Ольгерд фон Эверик. «Ведьмак»
1545 год – 3 октября, Москва
Достигнув совершеннолетия[72] и взойдя на престол, Иван Васильевич прямо сразу не бросился проводить какие-либо серьезные реформы. Выждал немного. Спровадил духовных иерархов домой. С подарками, разумеется. Проводил посольства иностранные. Подождал, пока бояре перестанут гудеть, обсуждая столь громкие сотрясения воздуха, что имели место быть в столице.

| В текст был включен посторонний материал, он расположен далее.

Issue #1210, opened 2026-08-07
fix(compost): _is_paradox reads fragment.tags but the spec puts paradox in emotional_texture


Geoffe-Ga:
## Problem

`creek/generate/compost.py:131-133`:

```python
def _is_paradox(fragment: Fragment) -> bool:
    """Return whether *fragment* is a paradox note (skipped by compost detection)."""
    return "paradox" in fragment.tags
```

used at `compost.py:327` (`if self._skip_paradox and _is_paradox(fragment)`).

The ontology spec says the opposite field. `docs/Ontology/creek_ontology_agent_prompt.md:712-715`:

> IMPORTANT: Do not force classifications. "Unclassified" is a valid and
> respected answer. Liminal content that resists categorization is VALUABLE.
> Do not resolve paradoxes or contradictions — tag them with
> **"paradox" in emotional_texture**.

Nothing writes `"paradox"` into a **fragment's** `tags`. The one place `paradox`
does appear as a tag is `creek/generate/paradox.py:590`
(`create_paradox_note` -> `tags = ["paradox"]`), which tags the generated
**paradox note**, a different note type — not the fragments it was derived from.

So `compost`'s `_skip_paradox` guard is a dead branch: it can never fire for a
fragment produced by the pipeline.

## Interaction with #878

#878 gave `Fragment.tags` a hashtag producer, so a fragment whose body literally
contains `#paradox` will now be skipped by compost. That is incidental, not the
spec-mandated path — the spec routes paradox through `emotional_texture`, which
#878 also gave a producer (LLM `texture:` section), and `_is_paradox` does not
read it.

## Decide, then fix one of two ways

1. Read `emotional_texture` (spec-conformant), or
2. Read both fields, and document why `tags` is also honoured.

Whichever is chosen, add the `paradox` marker to the documented
`EMOTIONAL_TEXTURE_VOCABULARY` rationale so the LLM can actually produce it, and
pin the behaviour with a test — today nothing does.

## Acceptance criteria

- [ ] `compost`'s paradox skip fires for a fragment the pipeline can actually produce
- [ ] The chosen field matches the ontology spec, or the deviation is documented
- [ ] A test pins the behaviour
- [ ] `./scripts/check-all.sh` passes

Found while working #878.

Issue #1209, opened 2026-08-07
feat(ingest): suppress Discord channel-mention artifacts from extracted tags


Geoffe-Ga:
## Context

#878 added `creek/classify/tags_pass.py`, which extracts inline `#hashtags` from
fragment bodies into `Fragment.tags`.

Its precision rules reject Discord **snowflake** channel mentions (a candidate
needs >= 2 alphabetic characters, and is rejected on a run of >= 8 consecutive
digits). Measured on a 3,000-file sample of the demo vault, that removes the
entire flood:

```
688  #c762760820929069057
539  #c942223408115122187
122  #c690018993905467490
 66  #c510347244294242325
```

## Residual

Discord channel mentions with **human-readable** names survive:

```
17  #living-room
14  #family-business
13  #common-space
```

The raw Discord export carries `<#id>` mention syntax which the pre-ingest
transform renders as `#channel-name`. By the time `tags_pass` sees the body, only
the rendered form exists, so `#living-room` is indistinguishable from an author
literally typing `#living-room` in prose. This is documented as a known residual
in the `tags_pass` module docstring.

## Possible fix

Source-aware suppression at the Discord adapter (`creek/ingest/discord.py`),
which still has the `<#id>` form and the channel roster, so it can mark rendered
channel mentions before they reach the shared extractor — e.g. by emitting them
in a form the generic pattern does not match, or by passing a per-source
exclusion set into `assemble_ingested_fragment`.

## Priority rationale

Low. At 17 and 14 occurrences these are signal-level noise in a 35,330-fragment
vault, not a flood, and a channel name is arguably a legitimate topical tag. File
now so the residual is tracked rather than folklore.

## Acceptance criteria

- [ ] Rendered Discord channel mentions do not become `Fragment.tags`
- [ ] An author literally writing `#living-room` in prose still gets the tag
- [ ] `creek/classify/tags_pass.py` stays source-agnostic and pure
- [ ] `./scripts/check-all.sh` passes

Follow-up to #878.

Issue #1208, opened 2026-08-07
feat(classify): emit emotional_texture on the weighted classification path


Geoffe-Ga:
## Context

#878 gives `Fragment.emotional_texture` a producer by adding a `texture:` section
to the main classification schema (`creek/classify/llm/prompts.py` +
`_ALLOWED_TOP_LEVEL_KEYS` in `creek/classify/llm/parsing.py`).

`creek/classify/weighted.py::classify_weighted` carries its **own** prompt and its
**own** top-level key allow-list, so on the weighted path `emotional_texture`
still comes from nowhere and stays `[]`.

This is the same deferral #877 made for `praxis_potential`, recorded in
`creek/classify/praxis_pass.py`'s "Known residuals": *"The weighted path is
heuristic-only. `classify_weighted` carries its own prompt and its own top-level
key allow-list, so on that path praxis comes from `detect` alone and never from
the model."*

## Why it is deferred rather than done

Widening the weighted allow-list is a **second LLM schema change with its own
SEC-004 injection boundary** and its own test surface. It does not belong inside
a PR whose subject is giving two model fields their first producer.

## Acceptance criteria

- [ ] The weighted prompt emits a bounded `texture:` section
- [ ] The weighted allow-list is widened one key at a time, and never to a
      `Fragment` field name (`privacy_tier` stays rejected)
- [ ] The same caps apply (`_MAX_TEXTURES` = 5, `_MAX_TEXTURE_CHARS` = 32)
- [ ] The merge stays union / never-lose
- [ ] `./scripts/check-all.sh` passes

Follow-up to #878.

Issue #1207, opened 2026-08-07
feat(classify): free, non-destructive tags backfill for an already-classified vault


Geoffe-Ga:
## Context

#878 gives `Fragment.tags` a producer: a pure, deterministic hashtag extractor
(`creek/classify/tags_pass.py`) wired at the universal ingest chokepoint
(`creek/ingest/base.assemble_ingested_fragment`) and beside `apply_praxis` in
`creek/classify/classify_engine.py`.

That fixes **new** ingests. It does **not** fix the existing vault.

## Problem

Every fragment in the 35,330-fragment demo vault is stamped
`classification_method: llm`, so the OPS-001 resume short-circuit skips it and
the tags pass never runs. The only route that works today is

```
creek classify --method llm --force
```

which re-sends all 35,330 fragments to the configured provider and costs a full
re-classification in tokens — to recover data that is already sitting in the
fragment bodies on local disk and needs no model at all.

`creek classify --method rules --force` is free but **destructive** and must not
be used: `_classify_one` (`classify_engine.py:1211`) returns `rules.classify(...)`,
which at `rules.py:573-574` does `fragment.model_copy(update=updates)` overwriting
`frequency`/`wavelength`/`voice`, and `_finalise_fragment_write` then stamps
`classification_method: rules`. It would replace every LLM classification with
keyword output.

So today the Tag Garden stays empty on the operator's real vault unless they pay
for a full re-classification.

## Why tags may deserve the exception #877 declined

#877 deliberately did **not** widen `_write_tier_only` for `praxis_potential`,
reasoning that an untiered fragment is a live cloud-egress hole whereas a missing
praxis verdict is only a missing feature. Tags differ in two ways that may flip
that call:

- Hashtag extraction is a **lossless mechanical restatement of literal
  author-written syntax**, not a judgment. Re-deriving it cannot disagree with
  operator curation the way a keyword heuristic can.
- The field is provably `[]` on 100% of 35,330 fragments, so there is no
  curation to overwrite. (The merge in `tags_pass` is union/never-lose anyway.)

## Proposed direction (needs its own review — do not ride it inside a feature PR)

A **sibling** narrow writer, e.g. `_write_tags_only`, leaving `_write_tier_only`'s
auditable "changes ONLY the privacy-tier fields" promise from #876 untouched — or
a dedicated `creek fill` step that walks the vault and applies `tags_pass.merge`
in place.

## Acceptance criteria

[...]

PR #1215, opened 2026-08-07
feat(classify/ingest): give tags and emotional_texture producers

### LINKED ISSUE #878: feat(classify/ingest): tags and emotional_texture are never populated — Tag Garden and texture features permanently empty
## Role

## Goal

Give `Fragment.tags` and `Fragment.emotional_texture` producers, so the Tag Garden and the texture-based features stop being permanently empty.

## Context

Both fields default to `[]` and **nothing in the pipeline ever populates them** — every consumer is dead at runtime:

- `tags` consumers: `creek report --type tags` → `TagGardenGenerator` (creek/generate/tags.py). Evidence (demo vault `creek-demo-2026-06-07`, 35,330 fragments, full pipeline run): Tag-Garden.md regenerated 2026-07-22 still reads "*No tags found in vault.*" A 3,000-fragment sample shows `tags: []` on 100%.
- `emotional_texture` consumers: temporal resonance scoring (+0.1 per shared texture tag, creek/link/temporal.py:64) and the wavelength report's emotional-texture cloud (creek/generate/wavelength.py:451, :1077). Sample shows `emotional_texture: []` on 100% — so the resonance dimension never contributes and the texture cloud always renders empty.
- Producers found by grep: none. The LLM classify schema (`_ALLOWED_TOP_LEVEL_KEYS` in creek/classify/llm/parsing.py) accepts only `frequency`, `wavelength`, `voice`, `confidence_scores`. Ingest does not extract `#hashtags` from bodies into frontmatter either.
- Same folder-without-producer pattern as #584 (Observations) and the praxis_potential issue (filed alongside this one).

## Proposed Solution

Recommended (deterministic first, LLM second):

1. **Ingest-time hashtag extraction** — during ingest, lift inline `#tags` (and Obsidian frontmatter tags from markdown sources) into `Fragment.tags`, normalized (lowercase, kebab). Free, offline, immediate value for markdown/Obsidian sources.
2. **LLM emission for `emotional_texture`** — add an `emotional_texture` list (bounded: ≤5 items, each ≤32 chars, from a documented vocabulary with free-form allowed) to the classification prompt/schema, with the same length-capping discipline as `descriptor` (#319).
3. Backfill via the `creek fill` classify-upgrade offer, same pattern as #736 (opt-in, cost surfaced).

If maintainer prefers a different split (e.g. tags also from LLM), note it on this issue before implementing — but hashtag extraction is safe to do regardless.

## Acceptance Criteria

- [ ] Ingesting a markdown note containing `#recovery #writing` yields `tags: [recovery, writing]` in fragment frontmatter
- [ ] Tag Garden lists tags, growth, and clusters on a fixture vault with tagged fragments
- [ ] LLM classify populates `emotional_texture` (bounded, validated, falls back to `[]`), and temporal linking counts shared textures in resonance scores
- [ ] Wavelength report renders a non-empty texture cloud on a fixture with textured fragments

## Constraints

- SEC-004 stays: `privacy_tier` remains rejected from LLM output
- Cap list lengths and item lengths from the LLM (same rationale as the descriptor cap, #319)
- Backfill opt-in only; follow stay-green TDD

Geoffe-Ga:
## Summary

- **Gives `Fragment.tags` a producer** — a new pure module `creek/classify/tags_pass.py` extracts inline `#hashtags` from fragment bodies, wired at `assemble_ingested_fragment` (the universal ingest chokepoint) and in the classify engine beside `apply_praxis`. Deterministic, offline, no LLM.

И только тогда, когда все расслабились, он собрал Боярскую думу…
– Скажите мне, бояре, отчего наше воинство испомещенное такое слабое? – с явной провокации начал эту беседу Иван.
– Как же слабое? – удивились с мест своих многие бояре разноголосицей.
– А какое? Вот возьми да собери его в поход. И что мы там увидим? Испомещенное дворянство только о пашнях своих и думает да о крестьянах, а не о службе. И правильно делает. Потому что на местах нужен глаз да глаз. Иначе все прахом пойдет. Так что ни выехать куда надолго без урона земельному держанию, ни собраться ладно не получается. Сколько одних только нетчиков[73]! А? Притом у многих оправдание тому вполне сходное. И сколько мы с таких собрать воинства можем? И на какой срок?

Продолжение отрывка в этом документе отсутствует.